-------- RECORDS PROVIDED

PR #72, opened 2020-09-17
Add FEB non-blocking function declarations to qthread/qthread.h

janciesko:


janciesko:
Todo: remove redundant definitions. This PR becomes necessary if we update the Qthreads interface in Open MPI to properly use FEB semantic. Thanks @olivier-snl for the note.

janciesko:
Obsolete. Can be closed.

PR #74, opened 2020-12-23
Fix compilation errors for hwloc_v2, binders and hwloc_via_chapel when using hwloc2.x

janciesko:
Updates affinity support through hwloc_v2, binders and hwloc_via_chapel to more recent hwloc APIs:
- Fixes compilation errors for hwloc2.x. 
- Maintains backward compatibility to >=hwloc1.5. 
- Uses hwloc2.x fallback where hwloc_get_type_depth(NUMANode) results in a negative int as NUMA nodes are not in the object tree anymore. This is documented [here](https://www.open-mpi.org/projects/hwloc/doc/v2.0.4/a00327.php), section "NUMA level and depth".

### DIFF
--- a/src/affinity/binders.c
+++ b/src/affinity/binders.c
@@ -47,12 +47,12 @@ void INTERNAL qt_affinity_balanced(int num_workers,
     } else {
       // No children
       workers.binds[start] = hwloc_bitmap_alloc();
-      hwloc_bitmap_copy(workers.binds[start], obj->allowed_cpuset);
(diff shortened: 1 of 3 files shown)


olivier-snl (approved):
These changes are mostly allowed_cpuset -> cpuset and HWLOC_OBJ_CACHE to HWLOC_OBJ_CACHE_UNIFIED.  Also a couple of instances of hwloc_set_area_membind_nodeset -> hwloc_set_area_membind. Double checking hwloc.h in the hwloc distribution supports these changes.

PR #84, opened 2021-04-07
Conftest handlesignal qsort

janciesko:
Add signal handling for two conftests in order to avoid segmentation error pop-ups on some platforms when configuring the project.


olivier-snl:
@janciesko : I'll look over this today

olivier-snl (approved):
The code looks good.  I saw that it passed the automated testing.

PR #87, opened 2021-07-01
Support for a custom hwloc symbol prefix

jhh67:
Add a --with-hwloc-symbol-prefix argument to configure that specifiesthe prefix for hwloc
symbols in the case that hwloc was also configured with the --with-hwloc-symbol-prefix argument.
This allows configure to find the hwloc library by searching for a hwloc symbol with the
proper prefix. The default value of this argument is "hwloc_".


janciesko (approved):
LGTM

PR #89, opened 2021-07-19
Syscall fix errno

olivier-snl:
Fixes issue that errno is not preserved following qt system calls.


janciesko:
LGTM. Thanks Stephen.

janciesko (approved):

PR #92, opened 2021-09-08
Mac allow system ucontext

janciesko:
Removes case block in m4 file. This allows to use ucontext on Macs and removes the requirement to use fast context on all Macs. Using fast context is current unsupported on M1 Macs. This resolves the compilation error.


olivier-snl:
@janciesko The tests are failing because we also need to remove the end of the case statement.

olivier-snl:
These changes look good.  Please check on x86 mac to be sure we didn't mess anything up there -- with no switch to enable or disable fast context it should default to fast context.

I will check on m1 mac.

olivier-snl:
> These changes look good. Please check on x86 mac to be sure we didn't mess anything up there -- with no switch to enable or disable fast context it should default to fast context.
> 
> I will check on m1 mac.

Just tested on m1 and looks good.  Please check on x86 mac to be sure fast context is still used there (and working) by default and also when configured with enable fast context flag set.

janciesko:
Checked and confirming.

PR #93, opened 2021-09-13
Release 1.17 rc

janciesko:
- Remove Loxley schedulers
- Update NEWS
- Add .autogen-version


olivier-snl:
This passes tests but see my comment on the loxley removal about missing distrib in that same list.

----------------

_TASK_
Word for word, set down the lines from the beginning of the records through the line that holds "workers.binds[start] = hwloc_bitmap_alloc();". Leave out the rest.

_RESPONSE TO THE TASK_
PR #72, opened 2020-09-17
Add FEB non-blocking function declarations to qthread/qthread.h

janciesko:


janciesko:
Todo: remove redundant definitions. This PR becomes necessary if we update the Qthreads interface in Open MPI to properly use FEB semantic. Thanks @olivier-snl for the note.

janciesko:
Obsolete. Can be closed.

PR #74, opened 2020-12-23
Fix compilation errors for hwloc_v2, binders and hwloc_via_chapel when using hwloc2.x

janciesko:
Updates affinity support through hwloc_v2, binders and hwloc_via_chapel to more recent hwloc APIs:
- Fixes compilation errors for hwloc2.x. 
- Maintains backward compatibility to >=hwloc1.5. 
- Uses hwloc2.x fallback where hwloc_get_type_depth(NUMANode) results in a negative int as NUMA nodes are not in the object tree anymore. This is documented [here](https://www.open-mpi.org/projects/hwloc/doc/v2.0.4/a00327.php), section "NUMA level and depth".

### DIFF
--- a/src/affinity/binders.c
+++ b/src/affinity/binders.c
@@ -47,12 +47,12 @@ void INTERNAL qt_affinity_balanced(int num_workers,
     } else {
       // No children
       workers.binds[start] = hwloc_bitmap_alloc();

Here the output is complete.